**Task requirements**
Restate the full set of records exactly, word for word.

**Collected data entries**
+-------+

PR #440, opened 2024-12-11
Use `HashMap<UserAvatarSize, WpResponseString>` for user avatar urls

oguzkocer:


wp_api/src/users.rs
```diff
@@ -131,6 +131,21 @@ impl Display for WpApiParamUsersHasPublishedPosts {
...
+    Debug, Clone, PartialEq, Eq, PartialOrd, Ord, Hash, Serialize, Deserialize, uniffi::Enum,
+)]
+#[serde(rename_all = "snake_case")]
+pub enum UserAvatarSize {
+    #[serde(rename = "24")]
+    Size24,
+    #[serde(rename = "48")]
+    Size48,
+    #[serde(rename = "96")]
+    Size96,
```
jkmassel, line 144: Are these the only out-of-the-box sizes?

jkmassel (approved):
LGTM pending one question

wp_api/src/users.rs
oguzkocer: I _think_ so: https://github.com/WordPress/WordPress/blob/caaf759d21dabffa84ab1e47d1a40798f2693fa0/wp-includes/rest-api.php#L1279-L1299

wp_api/src/lib.rs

+-------+

**Solution to this problem**
PR #440, opened 2024-12-11
Use `HashMap<UserAvatarSize, WpResponseString>` for user avatar urls

oguzkocer:


wp_api/src/users.rs
```diff
@@ -131,6 +131,21 @@ impl Display for WpApiParamUsersHasPublishedPosts {
...
+    Debug, Clone, PartialEq, Eq, PartialOrd, Ord, Hash, Serialize, Deserialize, uniffi::Enum,
+)]
+#[serde(rename_all = "snake_case")]
+pub enum UserAvatarSize {
+    #[serde(rename = "24")]
+    Size24,
+    #[serde(rename = "48")]
+    Size48,
+    #[serde(rename = "96")]
+    Size96,
```
jkmassel, line 144: Are these the only out-of-the-box sizes?

jkmassel (approved):
LGTM pending one question

wp_api/src/users.rs
oguzkocer: I _think_ so: https://github.com/WordPress/WordPress/blob/caaf759d21dabffa84ab1e47d1a40798f2693fa0/wp-includes/rest-api.php#L1279-L1299

wp_api/src/lib.rs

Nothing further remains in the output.